What’s the difference between Pairwise/Multiple alignment, de novo Assembly, and Map to Reference?

Pairwise/Multiple alignment should be used when you are wanting to determine the homology between a set of sequences that span the same gene or genomic region. This function aims to minimize gaps and maximise the overall homology between sequences. Thus, Pairwise/Multiple alignment is not appropriate for assembling short sequences into one longer sequence, or for aligning sets of primers into a longer sequence as it will try to put all the sequences on top of each other to minimize gaps in the alignment and is likely to produce an incorrect result.   

Assembly is the correct function to use when you wish to merge overlapping fragments of a DNA sequence into a longer contig. This can also be done using a known reference sequence to assist the assembly (Map to Reference), or without a reference sequence (de novo assembly).  De novo assembly is generally more computationally intensive than Map to Reference and can require large amounts of RAM.  

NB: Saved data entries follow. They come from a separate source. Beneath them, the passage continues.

PR #1072, opened 2018-11-28
Fix documentation for TransactionResult

vitvakatu:

### DIFF
--- a/exonum/src/blockchain/transaction.rs
+++ b/exonum/src/blockchain/transaction.rs
@@ -35,7 +35,7 @@ const TRANSACTION_STATUS_PANIC: u16 = TRANSACTION_STATUS_OK + 1;
 /// failed. Errors consist of an error code and an optional description.
 pub type ExecutionResult = Result<(), ExecutionError>;
 /// Extended version of `ExecutionResult` (with additional values set exclusively by Exonum
-/// framework) that can be obtained through `Schema` `transaction_statuses` method.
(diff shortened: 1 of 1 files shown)


exonum/src/blockchain/transaction.rs
```diff
@@ -35,7 +35,7 @@ const TRANSACTION_STATUS_PANIC: u16 = TRANSACTION_STATUS_OK + 1;
 /// failed. Errors consist of an error code and an optional description.
 pub type ExecutionResult = Result<(), ExecutionError>;
 /// Extended version of `ExecutionResult` (with additional values set exclusively by Exonum
-/// framework) that can be obtained through `Schema` `transaction_statuses` method.
+/// framework) that can be obtained through `Schema::transaction_results` method.
```
ilammy: Maybe make it an actual link so that `cargo deadlinks` will notice and complain when the name changes (again)?

I'd probably do that with _all_ references to structures and methods in documentation. It's quite handy to be able to click if right away instead of bothering with copying and pasting names into the search bar.

vitvakatu: Totally agree with you, but I think it's better to make this change in a separate PR, together with other updates

ozkriff: Maybe it's better to wait for https://github.com/rust-lang/rust/issues/43466 ?

PR #1073, opened 2018-11-28
Update clippy and polish ci files.

alekseysidorov:


exonum/src/lib.rs
```diff
@@ -23,7 +23,6 @@
     bare_trait_objects
 )]
 #![cfg_attr(feature = "long_benchmarks", feature(test))]
-#![cfg_attr(feature = "cargo-clippy", deny(clippy::clippy_pedantic))]
```
ilammy: Why? Was it that annoying? Or is this switch not supported now?

.travis.yml
```diff
@@ -171,16 +158,16 @@ jobs:
  
  # Clippy linting.
   - name: clippy
-    rust: nightly-2018-10-23
+    rust: nightly-2018-11-27
     install:
-    - cargo clippy --version | rustup component add clippy-preview --toolchain=nightly-2018-10-23
+    - cargo clippy --version | rustup component add clippy-preview --toolchain=2018-11-27
```
ilammy: Is _pipe_ (`|`) here intentional? Shouldn't it be

```suggestion
    - cargo clippy --version || rustup component add clippy-preview --toolchain=2018-11-27
```

which installs clippy if it is not already installed?

.travis.yml
```diff
@@ -50,29 +52,12 @@ env:
   global:
   - DEADLINKS_VERS=0.3.0
   - SODIUM_VERS=1.0.13
-  - CARGO_INCREMENTAL=1
```
ilammy: What are Cargo defaults now?

.travis.yml
```diff
@@ -136,24 +121,26 @@ jobs:
...
-        - zlib1g-dev
-        - build-essential
+        - libsnappy-dev
+        - libsodium-dev        
+        - libssl-dev
         - pkg-config
+        - powershell
         - protobuf-compiler
-        - libprotobuf-dev
+        - zlib1g-dev
```
ilammy: Please remind me, why do tests have their own package dependency list? It seems to be more or less the same as the global one.

.travis.yml
```diff
@@ -50,29 +52,12 @@ env:
   global:
   - DEADLINKS_VERS=0.3.0
   - SODIUM_VERS=1.0.13
```
ilammy: I guess we don't need this variable anymore since we install whatever version is in the PPA.

exonum/src/lib.rs
alekseysidorov: Yes.

ilammy: Which one? ;)

alekseysidorov: Oh, sorry, lint has been renamed to `clippy::pedantic`

dvush:
@alekseysidorov Nice
what do you think about removing benchmark test job and adding something like
`cargo +nighly-compiler-version check --benches` which is much faster?

aleksuss:
> @alekseysidorov Nice
> what do you think about removing benchmark test job and adding something like
> `cargo +nighly-compiler-version check --benches` which is much faster?

don't forget to add `--features long_benchmarks`

.travis.yml
alekseysidorov: Test stage contains additional `powershell` package.

.appveyor.yml
```diff
@@ -22,4 +22,4 @@ test_script:
 
 cache:
   - '%USERPROFILE%\.cargo -> Cargo.toml'
-  - target -> Cargo.toml
+  - target -> Cargo.toml
```
aleksuss: It would be good to add new line here 😄

.travis.yml
```diff
@@ -171,18 +132,18 @@ jobs:
...
     script:
     - cargo clippy --all -- -D warnings
 
   # Benchmarks (compilation only).
   - name: benchmarks
-    rust: nightly-2018-10-23
+    rust: nightly-2018-11-28
     script:
-    - RUST_LOG=off cargo bench --verbose --manifest-path exonum/Cargo.toml --features long_benchmarks --no-run
+    - RUST_LOG=off cargo check --benches --features "long_benchmarks"
```
aleksuss: Just out of curiosity, why have you added quotes around `long_benchmards`. As I know it works without it as well.

PR #1078, opened 2018-12-04
Testkit to protobuf

dvush:
## Overview

---

### Definition of Done

### DIFF
--- a/examples/cryptocurrency-advanced/backend/build.rs
+++ b/examples/cryptocurrency-advanced/backend/build.rs
@@ -1,9 +1,9 @@
 extern crate exonum_build;
 
-use exonum_build::protobuf_generate;
+use exonum_build::{get_exonum_protobuf_files_path, protobuf_generate};
 
 fn main() {
-    let exonum_protos = exonum_build::get_exonum_protobuf_files_path();
+    let exonum_protos = get_exonum_protobuf_files_path();
     protobuf_generate(
         "src/proto",
         &["src/proto", &exonum_protos],
--- a/examples/cryptocurrency-advanced/backend/build.rs
+++ b/examples/cryptocurrency-advanced/backend/build.rs
@@ -1,10 +1,9 @@
 extern crate exonum_build;
 
 use exonum_build::protobuf_generate;
-use std::env;
 
 fn main() {
-    let exonum_protos = env::var("DEP_EXONUM_PROTOBUF_PROTOS").unwrap();
+    let exonum_protos = exonum_build::get_exonum_protobuf_files_path();
     protobuf_generate(
         "src/proto",
         &["src/proto", &exonum_protos],
--- a/testkit/build.rs
+++ b/testkit/build.rs
@@ -1,0 +1,15 @@
+extern crate protoc_rust;
+
+use protoc_rust::Customize;
+
+fn main() {
+    protoc_rust::run(protoc_rust::Args {
+        out_dir: "src/proto",
+        input: &["src/proto/testkit.proto"],
+        includes: &["src/proto", "../exonum/src/encoding/protobuf/proto"],
+        customize: Customize {
+            serde_derive: Some(true),
+            ..Default::default()
+        },
+    }).expect("protoc");
+}
--- a/testkit/build.rs
+++ b/testkit/build.rs
@@ -2,13 +2,31 @@ extern crate exonum_build;
 
 use exonum_build::protobuf_generate;
 
-use std::env;
-
 fn main() {
-    let exonum_protos = env::var("DEP_EXONUM_PROTOBUF_PROTOS").unwrap();
+    protobuf_generate("src/proto", &["src/proto"], "testkit_protobuf_mod.rs");
+
+    let exonum_protos = exonum_build::get_exonum_protobuf_files_path();
     protobuf_generate(
-        "src/proto",
-        &["src/proto", &exonum_protos],
-        "protobuf_mod.rs",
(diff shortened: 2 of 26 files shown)


testkit/build.rs
```diff
@@ -0,0 +1,32 @@
...
+        &["tests/service_hooks/proto"],
+        "hooks_example_protobuf_mod.rs",
+    );
+
+    protobuf_generate(
+        "examples/timestamping/proto",
+        &["examples/timestamping/proto"],
+        "timestamping_example_protobuf_mod.rs",
+    );
+}
```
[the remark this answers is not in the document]
aleksuss: Or even to create some structure in `exonum_build` crate for holding this data:
```rust
struct ProtoData {
    proto_path: String,
    includes: Vec<String>,
   mod_file_name: String
}
```

examples/cryptocurrency-advanced/backend/build.rs
```diff
@@ -1,10 +1,9 @@
 extern crate exonum_build;
 
 use exonum_build::protobuf_generate;
-use std::env;
 
 fn main() {
-    let exonum_protos = env::var("DEP_EXONUM_PROTOBUF_PROTOS").unwrap();
+    let exonum_protos = exonum_build::get_exonum_protobuf_files_path();
```
ilammy: It would be nicer to import `get_exonum_protobuf_files_files` along with `protobuf_generate`, just as you write in the rustdoc example.

testkit/build.rs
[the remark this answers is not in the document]
dvush: I think they are equivalent because there are no reduction in the code size.
To me current version looks more simple.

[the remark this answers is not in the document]
aleksuss: Really ? What about DRY ?

testkit/examples/timestamping/proto/mod.rs
```diff
@@ -0,0 +1,26 @@
...
+// distributed under the License is distributed on an "AS IS" BASIS,
+// WITHOUT WARRANTIES OR CONDITIONS OF ANY KIND, either express or implied.
+// See the License for the specific language governing permissions and
+// limitations under the License.
+
+//! Module of the rust-protobuf generated files.
+
+// For protobuf generated files.
+#![allow(bare_trait_objects)]
+#![allow(renamed_and_removed_lints)]
```
ilammy: Is it possible to teach rust-protobuf print this on its own? I'm not a fan of boilerplate that we _have_ to keep forever in out files because someone else does something stupid. rust-protobuf seems to output [quite a few](https://github.com/stepancheg/rust-protobuf/blob/43641931ad427c0d2874f298d6d86c9c128e47a2/protobuf/src/descriptor.rs#L4-L18) clippy annotations, why don't we ask them nicely to add some more?

dvush: Unfortunately no, it is known issue. Maybe it is even fixed, but not released yet.

testkit/build.rs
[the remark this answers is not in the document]
ilammy: I'd support @dvush in that repeated function calls and repeated tuples/structures with a loop (or `map`) have the same readability. We have to repeat either function calls or struct/tuple constructors so it does not make any difference here, so I'm personally fine with function calls. Verbosity here comes from essential complexity of having 4 sets of 3 distinct paths that are not going anywhere.

There may be other considerations for choosing structs (and _not_ tuples) because with something like this

```rust
Proto {
    proto_dir: "tests/service_hooks/proto",
    include_dirs: vec!["tests/service_hooks/proto"],
    rust_module: "hooks_example_protobuf_mod.rs",
}
```

it's easier to see what path stands for what, when compared to

```rust
(
    "tests/service_hooks/proto",
    vec!["tests/service_hooks/proto"],
    "hooks_example_protobuf_mod.rs",
)
```

Such 'named arguments' may actually improve readability.

testkit/examples/timestamping/proto/mod.rs
dvush: Why not just use current workaround without patching generated files? It seems simpler.

Unfortunately we cannot add this annotations to file which we `import!` for the same reason this workaround with `import!`ing piece of the mod file exists.

vitvakatu: I don't think we should waste our limited resources, so current solution is preferable.

ilammy: [This](https://github.com/stepancheg/rust-protobuf/issues/331) [(PR)](https://github.com/stepancheg/rust-protobuf/pull/332) seems to be the tracking issue for this in rust-protobuf. It seems to be blocked by clippy's interface insanity w.r.t. stable vs. nighty and scoped vs. legacy attributes.

testkit/examples/timestamping/proto/mod.rs
```diff
@@ -0,0 +1,26 @@
...
+//
+// Unless required by applicable law or agreed to in writing, software
+// distributed under the License is distributed on an "AS IS" BASIS,
+// WITHOUT WARRANTIES OR CONDITIONS OF ANY KIND, either express or implied.
+// See the License for the specific language governing permissions and
+// limitations under the License.
+
+//! Module of the rust-protobuf generated files.
+
+// For protobuf generated files.
```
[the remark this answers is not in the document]
dvush: This is comment attributed to next two lines - which are attributes that allow some bad style in code generated files.

I think since it is inner doc it is informative enough.

PR #1081, opened 2018-12-05
Other services to protobuf

dvush:
## Overview

---

### Definition of Done

### DIFF
--- a/examples/cryptocurrency/Cargo.toml
+++ b/examples/cryptocurrency/Cargo.toml
@@ -18,7 +18,6 @@ circle-ci = { repository = "exonum/exonum" }
 
 [dependencies]
 exonum = { version = "0.9.0", path = "../../exonum" }
-exonum-crypto = { path = "../../crypto" }
 exonum_derive = { version = "0.9.0", path = "../../exonum_derive" }
 failure = "0.1.2"
 serde = "1.0.0"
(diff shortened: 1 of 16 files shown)


examples/cryptocurrency/Cargo.toml
```diff
@@ -18,12 +18,18 @@ circle-ci = { repository = "exonum/exonum" }
 
 [dependencies]
 exonum = { version = "0.9.0", path = "../../exonum" }
+exonum_derive = { version = "0.9.0", path = "../../exonum_derive" }
 failure = "0.1.2"
 serde = "1.0.0"
 serde_derive = "1.0.0"
 serde_json = "1.0.0"
+protobuf = "=2.2.0"
```
vitvakatu: Is strict version number necessary?

aleksuss: I suppose not

vitvakatu: So I think we should remove strict versions if it's possible

aleksuss:
@dvush don't forget about CHANGELOG please

examples/cryptocurrency/Cargo.toml
aleksuss: I guess it's actual for crates with version less then 1.0

dvush:
@vitvakatu 
If you substract .proto files than changes would be small.
And it is not temporary, at least I do not think so, since you have to have .proto files to have interaction between service and client.

examples/cryptocurrency/Cargo.toml
dvush: Ok, I'll remove it in the batch, not in this PR.

PR #1088, opened 2018-12-06
Remove old serialization [ECR-2733]

dvush:
## Overview

---

### Definition of Done


exonum/src/encoding/protobuf/mod.rs
```diff
@@ -247,7 +218,29 @@ impl ProtobufConvert for Vec<u8> {
...
+            }
+        }
+    };
+}
+
+impl_protobuf_convert_scalar!(bool);
+impl_protobuf_convert_scalar!(u32);
+impl_protobuf_convert_scalar!(u64);
+impl_protobuf_convert_scalar!(i32);
+impl_protobuf_convert_scalar!(i64);
```
ilammy: What about `u8`, `u16`, `i8`, `i16`?

examples/cryptocurrency-advanced/backend/src/lib.rs
```diff
@@ -39,11 +39,12 @@ pub mod schema;
 pub mod transactions;
 pub mod wallet;
 
+use self::failure::Error as EncodingError;
```
alekseysidorov: What the following line do? Why not to use `failure::Error` directly?

examples/timestamping/backend/src/lib.rs
```diff
@@ -43,11 +43,12 @@ pub mod proto;
 pub mod schema;
 pub mod transactions;
 
+use failure::Error as StreamStructError;
```
alekseysidorov: Also.

exonum/src/blockchain/tests.rs
```diff
@@ -622,3 +527,23 @@ mod rocksdb_tests {
...
+    fixed_u32: u32,
+    fixed_u64: u64,
+    fixed_i32: i32,
+    fixed_i64: i64,
+    float_32: f32,
+    float_64: f64,
+    boolean: bool,
+    s_i32: i32,
+    s_i64: i64,
+}
```
alekseysidorov: Can you write encode/decode tests? And I think that blockchain mod is not good place for this test.
Maybe we need to revamp modules structure.

exonum/src/encoding/protobuf/mod.rs
```diff
@@ -46,21 +46,20 @@ pub trait ProtobufConvert: Sized {
...
+    fn from_pb(pb: Self::ProtoStruct) -> Result<Self, Error>;
 }
 
 impl<T> BinaryForm for T
 where
     T: Message,
 {
     fn encode(&self) -> Result<Vec<u8>, Error> {
-        self.write_to_bytes().map_err(|e| Error::Other(Box::new(e)))
+        self.write_to_bytes().map_err(|e| e.into())
```
alekseysidorov: You can just write `map_err(Error::from)`

exonum/src/encoding/protobuf/mod.rs
```diff
@@ -74,12 +73,13 @@ impl ProtobufConvert for crypto::Hash {
         hash
     }
 
-    fn from_pb(pb: Hash) -> Result<Self, ()> {
+    fn from_pb(pb: Hash) -> Result<Self, Error> {
         let data = pb.get_data();
         if data.len() == crypto::HASH_SIZE {
```
alekseysidorov: You can use a `ensure!` macro which similar to the `assert!` macro but throws error instead of panic.

exonum/src/messages/mod.rs
```diff
@@ -124,9 +121,9 @@ impl BinaryForm for RawTransaction {
     }
 
     /// Converts a serialized byte array into a transaction.
-    fn decode(buffer: &[u8]) -> Result<Self, encoding::Error> {
+    fn decode(buffer: &[u8]) -> Result<Self, Error> {
         if buffer.len() < mem::size_of::<u16>() {
-            Err("Buffer too short in RawTransaction deserialization.")?
+            bail!("Buffer too short in RawTransaction deserialization.");
```
alekseysidorov: Use `ensure!` https://docs.rs/failure/0.1.3/failure/macro.ensure.html

exonum/src/encoding/protobuf/mod.rs
dvush: u8 will not be supported since Vec<u8> is specific case for protobuf bytes.(conflict with Vec<T: ProtobufConvert>)
other one should be converted with bound checks.

examples/cryptocurrency-advanced/backend/src/lib.rs
dvush: Yeah, this is WIP implementation that at least compiles, It is still not refactored. 
Thanks for comments, btw.

exonum/src/blockchain/tests.rs
dvush: Exactly I am tried changing mod struct - since protobuf is the only encoding now + tests are planned to.

exonum/src/encoding/protobuf/mod.rs
dvush: Ok, I already received similar comments but I preferred this form because you do not name type. But I change it.

exonum/src/encoding/protobuf/mod.rs
```diff
@@ -46,21 +46,20 @@ pub trait ProtobufConvert: Sized {
     fn to_pb(&self) -> Self::ProtoStruct;
 
     /// ProtoStruct -> Struct
-    fn from_pb(pb: Self::ProtoStruct) -> Result<Self, ()>;
+    fn from_pb(pb: Self::ProtoStruct) -> Result<Self, Error>;
```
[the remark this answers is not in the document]
dvush: I used failure here since it is common error type for everyone.

Lets say that we have `E1` type for errors for type `A` and `E2` error type for type `B`. If we include struct `B` into `A` than `E2` should be convertible to `E1`(with ? operator), if we include `A` into `B` than `E1` should be convertible to `E2`(with ? operator).

Obvious solution would be to have common error type for everyone to have freedom in composition.

exonum/src/proto/mod.rs
```diff
@@ -46,21 +92,20 @@ pub trait ProtobufConvert: Sized {
...
+    fn from_pb(pb: Self::ProtoStruct) -> Result<Self, Error>;
 }
 
 impl<T> BinaryForm for T
 where
     T: Message,
 {
     fn encode(&self) -> Result<Vec<u8>, Error> {
-        self.write_to_bytes().map_err(|e| Error::Other(Box::new(e)))
+        self.write_to_bytes().map_err(Error::from)
```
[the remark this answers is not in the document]
dvush: It does support conversion, but this function returns result.

exonum/src/blockchain/service.rs
```diff
@@ -167,9 +172,9 @@ pub trait Service: Send + Sync + 'static {
     /// these operations should be performed in the `Transaction::verify` and
     /// `Transaction::execute` methods.
     ///
-    /// `transactions!` macro generates code that allows simple implementation, see
+    /// `#[derive(TransactionSet)]` macro generates code that allows simple implementation, see
```
aleksuss: @dvush `#[derive...` is an attribute. I guess this section of doc should be changed.

exonum/src/storage/indexes_metadata.rs
```diff
@@ -65,79 +76,37 @@ impl From<u8> for IndexType {
...
-        Ok(())
-    }
-
-    fn serialize_field(&self) -> Result<json::reexport::Value, Box<dyn Error + Send + Sync>> {
-        Ok(json::reexport::Value::from(*self as u8))
+impl From<IndexType> for u32 {
+    fn from(idx: IndexType) -> Self {
+        use self::IndexType::*;
+        match idx {
+            Entry => 0,
```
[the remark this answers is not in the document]
dvush: I agree, this code is no longer needed.

exonum/src/blockchain/tests.rs
```diff
@@ -384,7 +288,7 @@ impl Service for ServiceGood {
         vec![]
     }
 
-    fn tx_from_raw(&self, _raw: RawTransaction) -> Result<Box<dyn Transaction>, MessageError> {
+    fn tx_from_raw(&self, _raw: RawTransaction) -> Result<Box<dyn Transaction>, failure::Error> {
         unimplemented!()
```
alekseysidorov: In my opinion `unreachable` is more appropriate here.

Have more questions? Submit a request

Comments

  • Avatar
    jf x

    How robust is "Map to Reference" when the sample differs from the best available reference? For example, if the sample has a large 100,000bp insertion/deletion/duplication event, or a rearrangement/inversion, such as might happen in cancer genomes. How will Geneious handle this large discrepancy during "Map to Reference"? Will those reads be ignored? Will they be annotated as a large insertion/deletion? How does utilize the consensus information in the reads to create a new reference?

  • Avatar
    Matt Kearse

    Map to reference won't handle insertions longer than the read length. For these you are best to de novo assemble first then map the contigs to the reference sequence.

    Map to reference can handle large deletions if you increase the maximum gap size, although it won't be that efficient. You can run the variant finder after mapping to annotate the deletions and insertions. Duplication events are noticeable if you select the option to map all reads to all matching locations. Inversions are easiest to identify with paired reads that have wrong directions or insert sizes around the breaks.

    Map to reference also has an iterative mode where it forms the consensus sequence from the first iteration and maps reads to the consensus on successive iterations. This will allow reads to better align to each other around indels.

    The upcoming release of R9 will probably include some new improvements we're working on for the mapper to efficiently identify large deletions/rearrangements/inversions as part of the mapping process and then map reads spanning these. It will also annotate these variants on the reference sequence.

  • Avatar
    AF L

    When aligning to reference is the reference sequence 'included' in the resulting consensus sequence?

    If yes, what needs to be done to get consensus sequence based only on the assembled reads?

     

  • Avatar
    Hilary Miller

    The consensus sequence is the consensus of the reads only and does not include the reference.